Under ERISA, plan fiduciaries, or anyone who exercises discretion concerning the management or administration of the plan, have several mandated duties. Among them is the duty to pay only reasonable plan expenses. Thus, plan fiduciaries must identify fees and ensure they are reasonable.
Frequently, claims administrators are charging fees that would be difficult to defend as “prudent and reasonable.” The most onerous and imprudent fees typically are due to the administrators’ charges for their cost containment programs.
For example, since medical providers do not bill according to their network contract or other agreed-upon amounts, all medical bills have to be repriced by the administrator. There is no argument that it is a necessary service to adjust the “billed amount” to the “agreed amount” on all medical services invoices. The issue is how much the administrator charges for the service.
Some administrators charge on what is called a “percentage of savings” basis for their bill repricing services instead of a “flat fee” per bill. With this arrangement, the cost containment fee is dependent on the medical provider’s original bill, which is irrelevant to what the medical provider will be paid. Under this fee arrangement, the charge to reprice a medical bill could run into tens of thousands of dollars. It is almost laughable, if it was not so serious, when the claims administrator chooses to establish a limit and agrees that no single bill repricing will cost more than $50,000.
If the Department of Labor determines that the fees are not prudent and reasonable, then the fiduciaries will likely have to reimburse the plan for the excessive fees. Additional penalties may also be assessed. To add insult to injury, it is highly unlikely that the stop-loss policy reimburses for cost containment fees, so the employer could be on the hook for thousands, if not tens of thousands, of dollars in expenses for many of their plan’s claims.
Also, it is common for claims administrators to fail to disclose all of their fees, and it is not possible to determine whether or not the fees are prudent and reasonable if they are not disclosed. The moment the employer signs such contracts, they are most likely already in violation of ERISA.
Ask yourself, how many employers are aware of the potentially catastrophic financial risks mentioned above? And how many of them would continue to self-insure their health plan costs if they were aware?
Actuaries assert that employers with 250 to 300 or more employees are more likely to understand the risks, once they are illuminated, and will have the actuarial credibility to conduct assessments to make effective data-driven decisions. One has to question how wise it is to sell these plans to employers with as few as 10 employees, as is becoming increasingly common.
As the 18th-century author of “Common Sense” Thomas Paine, said, “It is the duty of every man, as far as his ability extends, to detect and expose delusion and error.” In the spirit of Thomas Paine, it is unequivocally false to assert that self-insured health care plans carry no greater risks and liabilities than fully insured plans.
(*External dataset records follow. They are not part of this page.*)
Issue #251, opened 2022-11-22
Support Multiple Kubernetes Syncs


beeme1mr:
## Overview

The OpenFeature Operator (OFO) supports Custom Resources (CR) for FlagD flag definitions. In some situations, it may be beneficial to split the flag definitions between multiple CRs. This can be used to overcome limitations in the max default size of a CR in Kubernetes or to ease configuration management.

## Proposal

Allow a user to define multiple `openfeature.dev/featureflagconfiguration` annotations that are applied to FlagD as arguments. These arguments are applied in the order they were defined, which determines the merge strategy in case of a collision.

## Requirements

- [x] Update the OFO to support multiple openfeature.dev/featureflagconfiguration` annotations
- [x] open-feature/flagd#217

beeme1mr:
Resolve: https://github.com/open-feature/open-feature-operator/issues/17

PR #256, opened 2022-11-23
feat!: Support Multiple Syncs

james-milligan:

corresponding flagd changes [here](https://github.com/open-feature/flagd/pull/222)

## This PR

- updates the `openfeature.dev/featureflagconfiguration` to allow for multiple syncs to be provided to the flagd sidecar, the annotation value is now a comma separated list with each value providing both the namespace and the CRD name separated with a `/`, if no namespace is provided it is assumed that the crd is in the same namespace as the deployment e.g. `"end-to-end, test/end-to-end-2"`
- introduces remote sync implementation

### Related Issues

https://github.com/open-feature/open-feature-operator/issues/251

### How to test
- This is a breaking change and will not work with the existing flagd version, a build from [this PR](https://github.com/open-feature/flagd/pull/222) will be required to test


apis/core/v1alpha1/featureflagconfiguration_types.go
```diff
@@ -51,10 +53,29 @@ type FlagDSpec struct {
 
 type FeatureFlagSyncProvider struct {
 	Name string `json:"name"`
+	// +optional
+	// +nullable
+	RemoteSyncConfiguration *RemoteSyncConfiguration `json:"remoteSyncConfiguration"`
```
skyerus, line 58: We now support multiple versions of the crd (see the v1alpha2 folder). I suppose these will be breaking changes? If yes we would need to introduce a new version of the crd

config/crd/bases/core.openfeature.dev_featureflagconfigurations.yaml
```diff
@@ -240,6 +240,19 @@ spec:
                 properties:
                   name:
                     type: string
+                  remoteSyncConfiguration:
```
toddbaert, line 243: Is http better than "remote"?  "Remote" seems a bit nonspecific.

toddbaert:
is there a reason to go with a comma delimited string over a proper yaml array? Is it just for more backward compatibility? If so, maybe there's another way to achieve it?

webhooks/pod_webhook.go
```diff
@@ -206,63 +224,78 @@ func (m *PodMutator) getFeatureFlag(ctx context.Context, name string, namespace
...
-	}
+	for _, featureFlag := range featureFlags {
+		if featureFlag.Spec.FlagDSpec != nil {
+			if featureFlag.Spec.FlagDSpec.MetricsPort != 0 {
+				flagdMetricsPort = featureFlag.Spec.FlagDSpec.MetricsPort
+			}
+			envs = append(envs, featureFlag.Spec.FlagDSpec.Envs...)
+		}
+		// if remote is explicitly set
+		if featureFlag.Spec.SyncProvider != nil && featureFlag.Spec.SyncProvider.IsRemote() {
```
toddbaert, line 243: it may be simpler to check `featureFlag.Spec.SyncProvider != nil` just once and use nested `if`s, but I'll leave that up to you.

toddbaert:
I really like the `--uri` arguments, they may the flagd command line much more sensible IMHO, but I think we should proceed really carefully with the CRD spec. I'd like to try our best to maintain compatibility but also adhere to conventions (like yaml arrays) and make things easy to understand.

james-milligan:
> is there a reason to go with a comma delimited string over a proper yaml array? Is it just for more backward compatibility? If so, maybe there's another way to achieve it?
> 
> 
> 
> Maybe we could add `openfeature.dev/featureflagconfigurations` (note the "s") which could be an array?
> 
> 
> 
> I think this would be backward compatible... is this a completely dumb suggestion? @james-milligan @skyerus @AlexsJones 

Unfortunately the annotation values must be of type string - I agree an array would be far nicer!

toddbaert:
> > is there a reason to go with a comma delimited string over a proper yaml array? Is it just for more backward compatibility? If so, maybe there's another way to achieve it?
> > Maybe we could add `openfeature.dev/featureflagconfigurations` (note the "s") which could be an array?
> > I think this would be backward compatible... is this a completely dumb suggestion? @james-milligan @skyerus @AlexsJones
> 
> Unfortunately the annotation values must be of type string - I agree an array would be far nicer!

welp, that explains that. :sweat_smile:

test/e2e/e2e.yml
```diff
@@ -59,7 +59,7 @@ spec:
         app: open-feature-e2e-test
       annotations:
         openfeature.dev: "enabled"
-        openfeature.dev/featureflagconfiguration: "end-to-end-test"
+        openfeature.dev/featureflagconfiguration: "open-feature-operator-system.end-to-end-test"
```
AlexsJones, line 62: Can we use `/` as is standard in k8s? e.g. `namespace/service`

config/crd/bases/core.openfeature.dev_featureflagconfigurations.yaml
james-milligan: will update this to `http`

james-milligan:
> Maybe we could add openfeature.dev/featureflagconfigurations (note the "s") which could be an array?

ill update the parsing to assume that the current requests namespace is to be used if none is defined, this will keep it backwards compatible (excluding the CRD changes required to enable the remote/http sync)

webhooks/pod_webhook.go
james-milligan: opted for a switch instead

test/e2e/e2e.yml
james-milligan: ive introduced this change in both PRs

james-milligan:
e2e tests will continue to fail until the corresponding PR in flagd is merged, but I have tested it locally

README.md
```diff
@@ -111,6 +111,7 @@ apiVersion: core.openfeature.dev/v1alpha2
 kind: FeatureFlagConfiguration
 metadata:
   name: featureflagconfiguration-sample
+  namespace: default
```
AlexsJones, line 114: Is it necessary?

webhooks/pod_webhook.go
```diff
@@ -206,63 +224,85 @@ func (m *PodMutator) getFeatureFlag(ctx context.Context, name string, namespace
...
+			)
+			// if http is explicitly set
+		case featureFlag.Spec.SyncProvider.IsHttp():
+			fmt.Printf("FeatureFlagConfiguration %s using http sync implementation\n", featureFlag.Name)
+			if featureFlag.Spec.SyncProvider.HttpSyncConfiguration != nil {
+				commandSequence = append(
+					commandSequence,
+					"--uri",
+					featureFlag.Spec.SyncProvider.HttpSyncConfiguration.Target,
+					"--bearer-token",
```
AlexsJones, line 264: Is bearer-token now mandatory or are we passing a nil value here?

webhooks/pod_webhook.go
```diff
@@ -206,63 +224,85 @@ func (m *PodMutator) getFeatureFlag(ctx context.Context, name string, namespace
...
+			} else {
+				fmt.Printf("FeatureFlagConfiguration %s is missing a httpSyncConfiguration\n", featureFlag.Name)
+			}
+			// if filepath is explicitly set
+		case featureFlag.Spec.SyncProvider.IsFilepath():
+			fmt.Printf("FeatureFlagConfiguration %s using filepath sync implementation\n", featureFlag.Name)
+			commandSequence = append(
+				commandSequence,
+				"--uri",
+				fmt.Sprintf("file://etc/flagd/%s.json", featureFlag.Name),
```
AlexsJones, line 276: Perhaps this should be a constant path?

webhooks/pod_webhook.go
```diff
@@ -206,63 +224,85 @@ func (m *PodMutator) getFeatureFlag(ctx context.Context, name string, namespace
...
-		})
-		volumeMounts = []corev1.VolumeMount{
-			{
-				Name:      "flagd-config",
-				MountPath: "/etc/flagd",
-			},
+			})
+			volumeMounts = append(volumeMounts, corev1.VolumeMount{
+				Name:      featureFlag.Name,
+				MountPath: "/etc/flagd/",
```
AlexsJones, line 290: Again, perhaps this should be constant

webhooks/pod_webhook.go
```diff
@@ -82,40 +84,56 @@ func (m *PodMutator) Handle(ctx context.Context, req admission.Request) admissio
...
+	ffConfigs := []*corev1alpha1.FeatureFlagConfiguration{}
+	for _, ffName := range ffNames {
+		ns, name := parseAnnotation(ffName, req.Namespace)
+		if err != nil {
+			m.Log.V(1).Info(fmt.Sprintf("failed to parse annotation %s error: %s", ffName, err.Error()))
+			return admission.Errored(http.StatusBadRequest, err)
 		}
+		// Check to see whether the FeatureFlagConfiguration has service or sync overrides
+		ff := m.getFeatureFlag(ctx, name, ns)
+		if ff.Spec.SyncProvider != nil && !ff.Spec.SyncProvider.IsKubernetes() {
```
AlexsJones, line 96: Here we are saying that if the provider is filepath or http we should create the configmap; does http need it?

README.md
james-milligan: removed

webhooks/pod_webhook.go
james-milligan: I've now wrapped this in an `if`

webhooks/pod_webhook.go
james-milligan: added constant for file path

webhooks/pod_webhook.go
james-milligan: updated this to check for file path sync, rather than non-kubernetes sync

webhooks/pod_webhook.go
```diff
@@ -23,6 +24,7 @@ const (
 	FlagDImagePullPolicy   corev1.PullPolicy = "Always"
 	clusterRoleBindingName string            = "open-feature-operator-flagd-kubernetes-sync"
 	flagdMetricPortEnvVar  string            = "FLAGD_METRICS_PORT"
+	fileSyncMountPath      string            = "etc/flagd/"
```
skyerus, line 27:
```suggestion
	fileSyncMountPath      string            = "/etc/flagd/"
```

AlexsJones (approved):
Nice work young man.
Please make sure this doesn't break the demo/watchman

apis/core/v1alpha2/featureflagconfiguration_conversion.go
```diff
@@ -71,7 +72,15 @@ func (dst *FeatureFlagConfiguration) ConvertFrom(srcRaw conversion.Hub) error {
 	}
 
 	if src.Spec.SyncProvider != nil {
-		dst.Spec.SyncProvider = &FeatureFlagSyncProvider{Name: src.Spec.SyncProvider.Name}
+		dst.Spec.SyncProvider = &FeatureFlagSyncProvider{
```
skyerus, line 75: Do we not need similar logic in the `ConvertTo` func?

skyerus (approved):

Substantial opportunities await agents and brokers who commit to pushing back against these falsehoods and assisting employers to understand these risks and make better decisions. The icing on the cake is we know where all the private self-funded employers with over 100 employees are located, as this information is public record. It’s long past time for a new breed of agents and brokers to step up and assist these employers. Those who do will be richly rewarded.
Frank Pennachio is Practice Leader, Growth Solutions, U.S. at ReSource Pro.